Exercise prompt
In the entries that follow, copy exactly each line from the first through the line with "bmish: Can you".

■ ■ ■ ■ ■

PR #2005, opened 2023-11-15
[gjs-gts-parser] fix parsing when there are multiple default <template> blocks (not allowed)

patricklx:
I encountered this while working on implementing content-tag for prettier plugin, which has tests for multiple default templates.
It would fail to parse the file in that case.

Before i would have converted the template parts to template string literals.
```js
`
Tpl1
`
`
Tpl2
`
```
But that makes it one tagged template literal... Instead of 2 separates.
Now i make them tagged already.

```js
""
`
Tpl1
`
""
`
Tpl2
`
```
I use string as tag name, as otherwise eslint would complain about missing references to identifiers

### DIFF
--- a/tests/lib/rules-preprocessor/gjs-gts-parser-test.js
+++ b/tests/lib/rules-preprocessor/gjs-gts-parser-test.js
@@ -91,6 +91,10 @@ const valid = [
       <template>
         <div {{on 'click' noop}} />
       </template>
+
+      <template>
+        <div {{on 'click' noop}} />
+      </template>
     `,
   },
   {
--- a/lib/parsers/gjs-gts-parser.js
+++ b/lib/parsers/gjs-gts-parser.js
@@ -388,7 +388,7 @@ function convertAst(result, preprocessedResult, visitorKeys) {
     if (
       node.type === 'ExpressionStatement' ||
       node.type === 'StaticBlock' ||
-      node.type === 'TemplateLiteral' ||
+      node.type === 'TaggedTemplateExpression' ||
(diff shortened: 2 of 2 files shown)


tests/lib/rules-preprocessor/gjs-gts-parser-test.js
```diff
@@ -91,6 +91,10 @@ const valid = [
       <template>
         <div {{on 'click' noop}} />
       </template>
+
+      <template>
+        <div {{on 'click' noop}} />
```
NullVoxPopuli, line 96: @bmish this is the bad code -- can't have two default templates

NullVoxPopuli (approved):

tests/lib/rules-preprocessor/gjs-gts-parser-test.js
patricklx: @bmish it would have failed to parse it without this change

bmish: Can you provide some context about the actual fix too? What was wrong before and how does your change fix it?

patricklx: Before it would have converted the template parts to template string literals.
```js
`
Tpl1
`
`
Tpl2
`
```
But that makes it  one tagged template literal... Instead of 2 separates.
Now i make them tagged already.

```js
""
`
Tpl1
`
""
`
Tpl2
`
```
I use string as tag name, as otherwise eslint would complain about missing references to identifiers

■ ■ ■ ■ ■

Solution to the problem
PR #2005, opened 2023-11-15
[gjs-gts-parser] fix parsing when there are multiple default <template> blocks (not allowed)

patricklx:
I encountered this while working on implementing content-tag for prettier plugin, which has tests for multiple default templates.
It would fail to parse the file in that case.

Before i would have converted the template parts to template string literals.
```js
`
Tpl1
`
`
Tpl2
`
```
But that makes it one tagged template literal... Instead of 2 separates.
Now i make them tagged already.

```js
""
`
Tpl1
`
""
`
Tpl2
`
```
I use string as tag name, as otherwise eslint would complain about missing references to identifiers

### DIFF
--- a/tests/lib/rules-preprocessor/gjs-gts-parser-test.js
+++ b/tests/lib/rules-preprocessor/gjs-gts-parser-test.js
@@ -91,6 +91,10 @@ const valid = [
       <template>
         <div {{on 'click' noop}} />
       </template>
+
+      <template>
+        <div {{on 'click' noop}} />
+      </template>
     `,
   },
   {
--- a/lib/parsers/gjs-gts-parser.js
+++ b/lib/parsers/gjs-gts-parser.js
@@ -388,7 +388,7 @@ function convertAst(result, preprocessedResult, visitorKeys) {
     if (
       node.type === 'ExpressionStatement' ||
       node.type === 'StaticBlock' ||
-      node.type === 'TemplateLiteral' ||
+      node.type === 'TaggedTemplateExpression' ||
(diff shortened: 2 of 2 files shown)


tests/lib/rules-preprocessor/gjs-gts-parser-test.js
```diff
@@ -91,6 +91,10 @@ const valid = [
       <template>
         <div {{on 'click' noop}} />
       </template>
+
+      <template>
+        <div {{on 'click' noop}} />
```
NullVoxPopuli, line 96: @bmish this is the bad code -- can't have two default templates

NullVoxPopuli (approved):

tests/lib/rules-preprocessor/gjs-gts-parser-test.js
patricklx: @bmish it would have failed to parse it without this change

bmish: Can you provide some context about the actual fix too? What was wrong before and how does your change fix it?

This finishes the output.